[Records for the task]

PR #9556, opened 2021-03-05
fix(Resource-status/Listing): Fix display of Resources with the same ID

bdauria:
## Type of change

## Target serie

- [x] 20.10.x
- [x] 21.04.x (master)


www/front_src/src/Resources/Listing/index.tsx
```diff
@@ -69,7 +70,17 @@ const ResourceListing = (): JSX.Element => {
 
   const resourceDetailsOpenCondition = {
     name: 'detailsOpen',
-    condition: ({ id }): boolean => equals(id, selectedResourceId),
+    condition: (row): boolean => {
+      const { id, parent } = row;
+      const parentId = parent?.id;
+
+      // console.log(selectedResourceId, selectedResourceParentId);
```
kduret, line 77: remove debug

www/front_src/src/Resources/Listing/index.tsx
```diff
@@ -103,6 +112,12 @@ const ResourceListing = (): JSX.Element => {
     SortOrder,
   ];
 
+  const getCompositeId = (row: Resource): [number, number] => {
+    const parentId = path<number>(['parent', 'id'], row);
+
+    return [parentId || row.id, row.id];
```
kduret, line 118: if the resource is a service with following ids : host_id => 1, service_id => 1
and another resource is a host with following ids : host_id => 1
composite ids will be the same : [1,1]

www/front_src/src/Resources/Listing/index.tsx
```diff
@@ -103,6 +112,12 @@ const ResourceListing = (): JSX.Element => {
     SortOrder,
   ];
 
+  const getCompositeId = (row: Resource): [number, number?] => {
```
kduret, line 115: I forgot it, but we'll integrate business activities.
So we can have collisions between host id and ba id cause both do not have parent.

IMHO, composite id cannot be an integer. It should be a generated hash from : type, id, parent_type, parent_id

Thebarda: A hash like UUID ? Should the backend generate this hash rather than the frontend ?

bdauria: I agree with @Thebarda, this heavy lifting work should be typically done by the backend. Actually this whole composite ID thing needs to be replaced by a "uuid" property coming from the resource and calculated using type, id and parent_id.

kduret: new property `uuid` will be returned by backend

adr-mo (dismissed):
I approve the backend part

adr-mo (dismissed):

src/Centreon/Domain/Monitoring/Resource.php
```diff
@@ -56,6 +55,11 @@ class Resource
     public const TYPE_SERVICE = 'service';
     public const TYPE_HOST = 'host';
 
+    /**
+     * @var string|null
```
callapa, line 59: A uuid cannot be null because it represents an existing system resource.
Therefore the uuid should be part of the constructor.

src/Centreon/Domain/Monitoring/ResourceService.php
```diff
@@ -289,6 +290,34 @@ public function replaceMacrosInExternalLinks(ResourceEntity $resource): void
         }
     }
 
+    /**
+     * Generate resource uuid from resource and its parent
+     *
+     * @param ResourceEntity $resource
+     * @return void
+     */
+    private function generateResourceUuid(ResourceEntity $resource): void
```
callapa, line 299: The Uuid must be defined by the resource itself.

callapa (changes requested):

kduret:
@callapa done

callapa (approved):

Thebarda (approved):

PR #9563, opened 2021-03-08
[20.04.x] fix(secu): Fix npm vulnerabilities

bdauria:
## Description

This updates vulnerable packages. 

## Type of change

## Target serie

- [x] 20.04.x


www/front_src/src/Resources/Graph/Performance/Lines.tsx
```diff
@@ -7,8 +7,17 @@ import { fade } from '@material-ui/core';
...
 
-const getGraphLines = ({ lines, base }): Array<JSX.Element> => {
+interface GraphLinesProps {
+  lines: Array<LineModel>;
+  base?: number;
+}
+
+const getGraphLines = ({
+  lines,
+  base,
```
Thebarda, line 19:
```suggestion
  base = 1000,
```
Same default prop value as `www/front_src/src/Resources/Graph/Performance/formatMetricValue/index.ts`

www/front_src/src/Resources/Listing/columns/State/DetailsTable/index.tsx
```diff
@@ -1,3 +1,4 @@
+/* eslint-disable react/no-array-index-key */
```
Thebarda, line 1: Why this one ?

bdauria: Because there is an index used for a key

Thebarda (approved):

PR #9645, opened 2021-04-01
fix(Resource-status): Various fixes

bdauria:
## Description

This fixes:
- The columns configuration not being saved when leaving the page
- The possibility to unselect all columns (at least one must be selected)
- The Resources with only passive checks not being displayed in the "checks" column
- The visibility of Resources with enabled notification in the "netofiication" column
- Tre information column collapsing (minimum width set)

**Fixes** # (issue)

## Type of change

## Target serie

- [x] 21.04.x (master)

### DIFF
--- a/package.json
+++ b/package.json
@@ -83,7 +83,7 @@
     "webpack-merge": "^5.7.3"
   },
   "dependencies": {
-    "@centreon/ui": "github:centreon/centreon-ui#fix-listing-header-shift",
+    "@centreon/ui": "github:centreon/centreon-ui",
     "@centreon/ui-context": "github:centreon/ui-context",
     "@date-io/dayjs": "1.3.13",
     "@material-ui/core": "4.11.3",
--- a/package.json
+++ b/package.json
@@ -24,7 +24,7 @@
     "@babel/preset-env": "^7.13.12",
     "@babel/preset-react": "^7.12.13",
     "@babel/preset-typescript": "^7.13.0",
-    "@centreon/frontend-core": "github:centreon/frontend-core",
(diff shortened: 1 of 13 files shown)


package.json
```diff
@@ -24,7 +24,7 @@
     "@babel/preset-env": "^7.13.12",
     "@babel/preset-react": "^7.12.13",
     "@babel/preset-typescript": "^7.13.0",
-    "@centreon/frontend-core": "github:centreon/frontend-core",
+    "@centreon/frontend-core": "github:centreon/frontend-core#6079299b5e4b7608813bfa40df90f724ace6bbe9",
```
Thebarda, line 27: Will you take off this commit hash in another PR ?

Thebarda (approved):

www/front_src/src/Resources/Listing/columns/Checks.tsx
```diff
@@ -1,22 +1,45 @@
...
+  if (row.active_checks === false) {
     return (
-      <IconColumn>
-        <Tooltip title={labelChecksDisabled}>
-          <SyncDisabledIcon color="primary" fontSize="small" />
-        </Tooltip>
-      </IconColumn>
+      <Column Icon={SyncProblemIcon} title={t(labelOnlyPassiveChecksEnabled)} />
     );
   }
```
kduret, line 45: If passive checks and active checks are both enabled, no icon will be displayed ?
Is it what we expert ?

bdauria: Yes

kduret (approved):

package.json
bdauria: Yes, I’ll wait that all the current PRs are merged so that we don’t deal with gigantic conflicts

[/Records for the task]

_Aim of the task_. Restate exactly, and only, the line containing "kduret, line 45: If" together with all lines after it to the end of the material.

_Solution to this exercise_.
kduret, line 45: If passive checks and active checks are both enabled, no icon will be displayed ?
Is it what we expert ?

bdauria: Yes

kduret (approved):

package.json
bdauria: Yes, I’ll wait that all the current PRs are merged so that we don’t deal with gigantic conflicts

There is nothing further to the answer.